A Blade with Two Edges #OldPoems

The mind, consciousness itself, a blade with two edges,
sharp on both sides, forged in the mind. We all bear scars.
Marks. Places we were harmed, injured, cut deeply by thoughts, words.
Invisible weapons first learned turned inward, toward, threatening the self.
How many missing flesh, comforts, throw the burden off from hands, their swords,
tools trashed, forgotten and lost, because strength comes with cost, a price, hefty, sure.

But full with worth.

Bravery.
Courage.
Carrying heavy weapons.
Sore-handed. Tired. One trapped in the mind.
Invisible to any eye. It can not be seen seeing.
Slicing both directions, out and in, and we feel mostly in, it is all we have.

Ourselves.
And consciousness carves us up like a roast,
a sacrifice, dinner, like a fat gluttonous ego.
This sword makes it thinner. Drops weight.
Extrapolate hate in a lengthy, long, red
dissections of selfishness, greed, bad
and its wavering boundary against good,
not to be attacked.
But understood.

The mind brandished this weapon, pounded in imperfection until it is gone,
buried too deep to be seen, felt, still in notches, chips in steel, iron, handles wrapped
in palms and fingers gripped. Consciousness. Awakeness. Aware. Staring. Keen.

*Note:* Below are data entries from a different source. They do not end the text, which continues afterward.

PR #57, opened 2021-05-26
Add docs for custom execution environments

Tabrizian:


README.md
```diff
@@ -287,20 +299,125 @@ models
     └── config.pbtxt
 ```
 
-## Using Your Own Python Interpreter
+## Using Custom Python Execution Environments
 
 Python backend shipped in the [NVIDIA GPU Cloud](https://ngc.nvidia.com/)
 containers uses Python 3.8. Changing your environment using
```
deadeyegoodwin, line 305: "uses Python 3,8". If your Python model is compatible with Python 3.8 and requires only modules already included in the Triton container, then you can skip this section. If you need to use a different version of Python or if you have additional dependencies, you need to recompile the stub executable and create an execution environment as described below and include that with your model."

I would delete "Changing your..." to the end of the section.

README.md
```diff
@@ -287,20 +299,125 @@ models
...
+
+parameters: {
+  key: "EXECUTION_ENV_PATH",
+  value: {string_value: "/home/iman/miniconda3/envs/python-3-6/python3.6.tar.gz"}
+}
+```
+
+### Important Notes
+
+1. The version of the Python interpreter in the tar file must match the version of triton_python_backend_stub.
```
deadeyegoodwin, line 403: "... in the execution environment must match ..."

README.md
```diff
@@ -287,20 +299,125 @@ models
...
+[Building Custom Python Backend Stub Step](#1-building-custom-python-backend-stub).
+In this case you only need to pack your environment using `conda-pack` and
+provide the path to tar file in the model config. However, the previous note
+still applies here and the version of the Python interpreter inside the conda
+environment must match the Python version of stub used by Python backend. The
+default version of the stub is Python 3.8.
+
+3. Note that if the Python version of your environment matches the Python
+version available inside the container, the packages installed in
+[conda](https://conda.io) or [virtualenv](https://virtualenv.pypa.io/) will be
```
deadeyegoodwin, line 415: Don't mention virtualenv

README.md
```diff
@@ -287,20 +299,125 @@ models
...
+
+2. If you don't want to use a different Python interpreter, you can skip
+[Building Custom Python Backend Stub Step](#1-building-custom-python-backend-stub).
+In this case you only need to pack your environment using `conda-pack` and
+provide the path to tar file in the model config. However, the previous note
+still applies here and the version of the Python interpreter inside the conda
+environment must match the Python version of stub used by Python backend. The
+default version of the stub is Python 3.8.
+
+3. Note that if the Python version of your environment matches the Python
```
deadeyegoodwin, line 413: I don't understand this point.

README.md
```diff
@@ -287,20 +299,125 @@ models
...
+version available inside the container, the packages installed in
+[conda](https://conda.io) or [virtualenv](https://virtualenv.pypa.io/) will be
+picked up by Python backend and applied to all the Python models. In this case
+you can skip both [Building Custom Python Backend
+Stub](#1-building-custom-python-backend-stub) and [Packaging the Conda
+Environment](#2-packaging-the-conda-environment) steps. You only need to make
+sure that the environment is activated before you start the Triton Server.
```
deadeyegoodwin, line 421: Add a note describing that the same env can be used for multiple models by having the models point to the same tar file.

deadeyegoodwin (changes requested):

README.md
Tabrizian: This point says that if you install packages in the triton container or a conda environment with a matching Python interpreter version, you don't need to use conda-pack or the `EXECUTION_ENV_PATH`. If you activate the environment before the Python backend starts it will work properly.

Our own heads lend us this sword.
The world knows the shape.
So the world supplies a sheath.
Help against the pain of lugging sharp brains,
a place to shush it in and let go,
a shape fit for the great idiotic weapon of ego.
So we can carry it. Keep walking. Moving. Growing.

Even if it’s slowly.

Gods became Gods

Forgiveness and memory do not have to live at odds.
We do not need to compare ourselves to gods.
Besides, in the end, they all get laid on tables for dinner.
And a god is a meal that makes you thinner.
Costs more than its worth, and made worse,
a god is likely to put you through it too.
Not a fire or a furnace.
But against black cast iron on the stove.
Coiled red metal tracks traverse an oven.

Divinity has an appetite which never slows.

Gods became Gods
by not forgetting
what is owed them.

These Details

Waxing hissing descending from high up in autumn breeze pushed trees.
Soft-hearted poplars and white oaks that shed skin like tall gray upright snakes.
Truck bed lower lip slammed echoed through otherwise quiet country distance.
Black scavenging ants that get on and into any available crevice.
Faded bricks segregated by weak taupe concrete lines,
and me, writing in red ink.
A poem about listening.
About eyes open watching.
Knocking down walls of swaying green
and throwing red pine straw mulch
and brown dust
and whipped black earth.

These details are what are, what is, what all, around me, exists.
A tangled consciousness such as this is no more or less
than the thread which has pierced and knit them all together.

So much of writing poems is so much no more than sewing.
Mending what was not the least bit broken.

For the mind is an eye unlike any other.
It can not be closed once it is open.

Of Man and Mirrors

At first, self awareness always feels like the world is ending.
But that is not what is happening here.

We are witnessing the birth of our first population-wide form of self-awareness.
We glimpsed ourselves as a species. And it has given all of us an identity crisis.

This is not the end of the world.

It is the cultural equivalent of what most animals do when seeing their reflection for the first time. These are the birthing pains of new consciousness.

A great reckoning of Man and mirrors.